SPX Technologies has shown impressive cash profitability, enabling it to ride out cyclical downturns more easily while maintaining its investments in new and existing offerings. The company’s free cash flow margin averaged 8.9% over the last five years, better than the broader industrials sector.
Taking a step back, we can see that SPX Technologies’s margin dropped by 3 percentage points during that time. If its declines continue, it could signal increasing investment needs and capital intensity.

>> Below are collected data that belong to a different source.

PR #1066, opened 2026-04-15
feat(anthropic): container / agent skills field pass-through

kojiwakayama:
## Summary

Adds an `anthropicContainer` option that forwards to the Anthropic Messages API `container` field. Refs **B6** in #1051. Part of #1044. Stacked on #1065.

## Motivation

Anthropic's programmatic tool calling, agent skills, Computer Use, and code execution sandboxes all use a `container` field on the request body to scope a session to a specific sandboxed environment. veryfront-code currently has no surface for this, so callers using any of those features have to reach for `providerOptions` instead of a typed option.

## API

\`\`\`ts
anthropicContainer?: unknown;
\`\`\`

Forwarded verbatim. The shape varies — sometimes a bare container id string, sometimes a structured object with type/config — depending on which feature the caller is targeting. The runtime stays out of the way.

## Testing

3 new test cases:

1. Object form: \`{ id: \"ctr_42\", type: \"computer-use\" }\` lands as-is on \`body.container\`
2. String form: \`\"ctr_42\"\` lands as a bare string on \`body.container\`
3. Omitted from body when \`anthropicContainer\` is unset

All 1341 tests pass (16,378 steps in 23s). \`deno fmt --check\` + \`deno check\` clean.

## Version

Patch bump \`0.1.214 → 0.1.215\`.

### DIFF
--- a/deno.json
+++ b/deno.json
@@ -1,6 +1,6 @@
 {
   "name": "veryfront",
-  "version": "0.1.209",
+  "version": "0.1.210",
   "license": "Apache-2.0",
   "nodeModulesDir": "auto",
   "exclude": [
--- a/deno.json
+++ b/deno.json
@@ -1,6 +1,6 @@
 {
   "name": "veryfront",
-  "version": "0.1.212",
+  "version": "0.1.213",
   "license": "Apache-2.0",
   "nodeModulesDir": "auto",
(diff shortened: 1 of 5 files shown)


kojiwakayama:

PR #1067, opened 2026-04-15
feat(anthropic): thinking signature multi-turn replay

kojiwakayama:
## Summary

Closes the multi-turn replay gap left by #1059: adds a \`reasoning\` content part to \`RuntimePromptMessage\` and wires it through both directions so callers can roundtrip Anthropic thinking blocks across turns. Refs **B2** in #1051. Part of #1044. Stacked on #1066.

## Motivation

#1059 enabled extended thinking on the request side but the multi-turn replay piece was deferred because it required extending the public \`RuntimePromptMessage\` type. Without it, callers who use thinking get back text + tool calls and lose the signed thinking trace — which means on the next turn Anthropic has no way to verify continuity and Claude can't \"continue\" reasoning from where it left off.

Anthropic's docs are explicit: ([Extended thinking — Multi-turn](https://docs.claude.com/en/docs/build-with-claude/extended-thinking#multi-turn-conversations)) the signed thinking block must be replayed verbatim on the next request, otherwise the API rejects the conversation.

## Design

New variant on the assistant message content union:

\`\`\`ts
| {
    type: \"reasoning\";
    text?: string;          // cleartext thinking trace
    signature?: string;     // Anthropic signature for verification
    redactedData?: string;  // opaque encrypted blob for safety-flagged thinking
  }
\`\`\`

For an unredacted thinking block, callers see \`{ type: \"reasoning\", text, signature }\`. For a safety-redacted block, callers see \`{ type: \"reasoning\", redactedData }\` with no cleartext.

SPX Technologies’s free cash flow clocked in at $96.1 million in Q3, equivalent to a 16.2% margin. This result was good as its margin was 3.9 percentage points higher than in the same quarter last year. Its cash profitability was also above its five-year level, and we hope the company can build on this trend.
10. Return on Invested Capital (ROIC)
EPS and free cash flow tell us whether a company was profitable while growing its revenue. But was it capital-efficient? A company’s ROIC explains this by showing how much operating profit it makes compared to the money it has raised (debt and equity).
Although SPX Technologies has shown solid business quality lately, it historically did a mediocre job investing in profitable growth initiatives. Its five-year average ROIC was 8.4%, somewhat low compared to the best industrials companies that consistently pump out 20%+.

We like to invest in businesses with high returns, but the trend in a company’s ROIC is what often surprises the market and moves the stock price. Over the last few years, SPX Technologies’s ROIC has increased. its rising ROIC is a good sign and could suggest its competitive advantage or profitable growth opportunities are expanding.
11. Balance Sheet Assessment
SPX Technologies reported $229.4 million of cash and $501.6 million of debt on its balance sheet in the most recent quarter. As investors in high-quality companies, we primarily focus on two things: 1) that a company’s debt level isn’t too high and 2) that its interest payments are not excessively burdening the business.

With $543.7 million of EBITDA over the last 12 months, we view SPX Technologies’s 0.5× net-debt-to-EBITDA ratio as safe. We also see its $25.2 million of annual interest expenses as appropriate. The company’s profits give it plenty of breathing room, allowing it to continue investing in growth initiatives.
12. Key Takeaways from SPX Technologies’s Q3 Results
We enjoyed seeing SPX Technologies beat analysts’ EBITDA expectations this quarter. We were also glad its revenue outperformed Wall Street’s estimates. Overall, we think this was a solid quarter with some key areas of upside. The stock traded up 1.5% to $201.63 immediately after reporting.
13. Is Now The Time To Buy SPX Technologies?
Updated: December 4, 2025 at 9:13 PM EST
Before deciding whether to buy SPX Technologies or pass, we urge investors to consider business quality, valuation, and the latest quarterly results.
SPX Technologies is a high-quality business worth owning. First, the company’s revenue growth was solid over the last five years, and analysts believe it can continue growing at these levels. And while its cash profitability fell over the last five years, its expanding operating margin shows the business has become more efficient. On top of that, SPX Technologies’s spectacular EPS growth over the last five years shows its profits are trickling down to shareholders.
SPX Technologies’s P/E ratio based on the next 12 months is 28.6x. Analyzing the industrials landscape today, SPX Technologies’s positive attributes shine bright. We like the stock at this price.
Wall Street analysts have a consensus one-year price target of $230.50 on the company (compared to the current share price of $208.22), implying they see 10.7% upside in buying SPX Technologies in the short term.